Bailey Gleason Fitzgerald, MD, Fellow, Hematology and Medical Oncology, Icahn School of Medicine at Mount Sinai. In this video, she speaks about the IASLC 2022 Abstract Rapid Progression of Metastatic NSCLC treated with First Line Osimertinib: An Institutional Case Series.
For patients with EGFR exon 19 or 21 mutant non-small cell lung cancer in the United States, osimertinib is the conventional first-line (1L) tyrosine kinase inhibitor (TKI) (NSCLC). The median PFS in the FLAURA study of 1L osimertinib was 18.9 months. However, the ORR was only 80%, indicating that 1L osimertinib may not be beneficial to a large number of patients. Despite treatment with 2L osimertinib and other EGFR TKIs, dual EGFR and TP53 mutations have a significant unfavorable influence on clinical outcomes. Models have shown primary and acquired osimertinib resistance in TP53 null cell lines in the 1L context, and patients with TP53 mutations and brain metastases had poor CNS disease control with osimertinib. The clinical and molecular characteristics of seven individuals with fast disease progression on 1L osimertinib are described in this case series.
The patients were treated at the Tisch Cancer Institute at Mount Sinai's Center for Thoracic Oncology in New York City. Patients with metastatic NSCLC who had a classical activating EGFR mutation in exons 19 or 21 and disease progression within 6 months of initiating osimertinib were included. Tissue-based next-generation sequencing (OncomineTM Comprehensive Assay V3) and/or peripheral blood analysis for circulating tumor DNA (Guardant 360®) were used to confirm the EGFR mutation.
The median time to progression for the seven patients studied was 92 days (range 21-193). Four individuals had a stable or mixed response at first, but three had illness progression as evaluated by the treating physician. The average age was 69. Asian (5), Hispanic (1), and White patients self-identified (1). Six had never smoked a cigarette in their lives. At the time of presentation, all had lymph node metastases, 5 had bone metastases, and 1 had CNS metastases. Exon 21 L858R mutations were found in five cases, whereas Exon 19 deletions were found in two others. The ECOG performance status of five patients was 0-1. Due to side effects, one patient's osimertinib dose had to be reduced. Figure 1 depicts the baseline and resistant tumor mutations.

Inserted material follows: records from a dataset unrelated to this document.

PR #410, opened 2018-11-02
Move tracing to contrib

vektah:
We now have 3 competing implementations of tracing. I've moved them out of the core and into [gqlgen-contrib](https://github.com/99designs/gqlgen-contrib).

We still need docs for all the tracers, Maybe a new subheading on the doc site for contrib?


vvakame:
> Maybe a new subheading on the doc site for contrib?

👍 

I think Go Developer needs https://godoc.org/github.com/99designs/gqlgen-contrib . 👀

PR #534, opened 2019-02-06
Multiple bind types

vektah:
:hot_pepper: :hot_pepper: :hot_pepper: :hot_pepper: :hot_pepper: 

This PR allows `models` in the config to optionally be an array:
```
  ID:
    model:
      - github.com/99designs/gqlgen/graphql.IntID
```
When mapping onto structs any of these types can be used. When used as an argument the first one is used.

This should make working with other generated code like protobuf much nicer by allowing automatic marshaling of `timestamp.Time` or `time.Time` into graphql Time.

This was made possible by some really heavy refactors of codegen:
 - all templates are now colocated next to the code that builds the data
 - server, stub and model generation are now plugins
 - no more recursive templates
 - all marshalling now happens in small functions, instead of in place at each site
 - the NamedTypes pass has been removed, TypeReferences are built by calling the Binder instead.


codegen/templates/templates.go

To proactively identify individuals who are unlikely to benefit from 1L osimertinib, predictive indicators are crucial. Our findings are consistent with evidence indicating that TP53 mutations are linked to a lower likelihood of benefit from osimertinib, and they imply that this holds true in the 1L scenario as well. Our patients exhibited mixed tumor histology with baseline bone metastases, and three of them had EGFR, KRAS, and BRAF amplifications. A bigger study of genetic and clinical determinants of poor response to 1L osimertinib is now being conducted.